Sex! I've been thinking about my post from yesterday and the whole nature of celebrity in our culture and crushes on celebrities and just how it is that everyone, even my ex-husband, who was so tuned out of popular culture that I referred to him more than once as the Iceman, has at least one celebrity crush. (Chrissie Hynde.) Often these begin in adolescence and never quite go away (my love for Nicolas Cage began with Valley Girl and has somehow managed to survive Ghost Rider (eeeeyaaargh!) and those unbelievably terrible National Treasure movies.) I theorize that the whole idea of the crush began with the romantics - didn't everyone in 1830 have a tremendous crush on Byron? - but I wonder idly if maybe they are even older and then I wonder what need it is that they fulfill.
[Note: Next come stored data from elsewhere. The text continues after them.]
PR #4370, opened 2023-02-15
ARTEMIS-4169 Auto detect dead-letter and expiry queues in the console

brusdev:


jbertram:
I pulled your branch and built a release in order to test it. However, when I create an address named `foo` with an anycast queue named `foo` and send a message to it nothing is showing up in the browse tab. If I send a message directly to `DLQ` I can browse messages there.

Am I doing something wrong or is the PR broken somehow?

brusdev:
> I pulled your branch and built a release in order to test it. However, when I create an address named `foo` with an anycast queue named `foo` and send a message to it nothing is showing up in the browse tab. If I send a message directly to `DLQ` I can browse messages there.

@jbertram when I send messages to the foo address `./broker/bin/artemis producer --verbose --destination foo --user admin --password admin`, I see:
image

What client are you using to send messages to the foo address?

jbertram:
I was using the "Send Message" tab on the console itself. I just tested it again to make sure it wasn't a fluke, and I reproduced it. Here's exactly what I did:

1. Checkout your branch and build with `mvn clean package -Prelease -DskipTests`.
2. Create a new instance and start it.
3. Open the console.
4. Create an address `foo` which supports anycast.
5. Create an anycast queue `foo` on the address `foo`.
6. Use the "Send Message" tab to send a message to `foo` with a body of `xxx`.
7. Browse the contents of the queue `foo`. Here's what it shows:
foo

brusdev:
@jbertram good catch!!! I fixed it and added a test.

PR #4371, opened 2023-02-15
ARTEMIS-4170 remove redundant queue creation for OpenWire

jbertram:
o.a.a.a.c.p.o.a.AMQConsumer#init will *always* try to create a core queue when creating a consumer for a JMS queue. However, this is already done in o.a.a.a.c.p.o.a.AMQSession#createConsumer.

And then I think it must be awkward to be the recipient of a crush - I have actually myself been this and it is kind of awkward. Flattering, but awkward, because you just sort of never know what to do. Does Johnny Depp feel weird about all the women in the world - me included - who dream about him? I remember once running into Richard Butler from the Psychedelic Furs at a bar in NYC with my old boyfriend. He was beside himself with one of those heterosexual man crushes: he really liked the Furs. "I just want to say one thing to him," he said to me, "Do you know how many times I've had sex to the sound of your voice?"

It's kind of a strange commentary on our brains, I think, that we create these perfect people in our heads, based on how they look in (heavily edited) photos and on our TV screens and then fix on them as if they were really our friends or lovers. They're just people but somehow, in our celebrity obsessed culture, they seem like more. Maybe we are god deprived and need Olympians to gawk at. Maybe we just like to gawk. Gods know I do and I know and care less about celebrities than anyone I know - except my ex-husband.

Kurt Vonnegut wrote in some book or another - I am heavily paraphrasing from memory, here, being too lazy to look any of it up - that the problem with the world was that people had moved beyond living in small villages. People need storytellers, he said, and painters and poets and musicians and, I will add, photographers and film makers and, oh I don't know, theremin players. Enough of each of these people are born to fulfill the needs of a village, but unfortunately, we all want the same ones, and, like the Highlander, only one can survive and make it to the top. Well, by one I mean thousands, given the population of the planet, but it's still far less than the one to twenty or so ratio that Kurt was suggesting. He felt that this made the village artist types who never got to the top exactly unhappy and I think he's right. We look beyond the local for our fantasies when instead perhaps we should look around the neighborhood and to reality. Or not. I have no idea where I'm going with this, by the way, is that apparent yet?

Therefore, I leave you with this summing up: Raclettes, yes! Corduroy, yes! Johnny Depp, yes! Recent Nic Cage movies, no!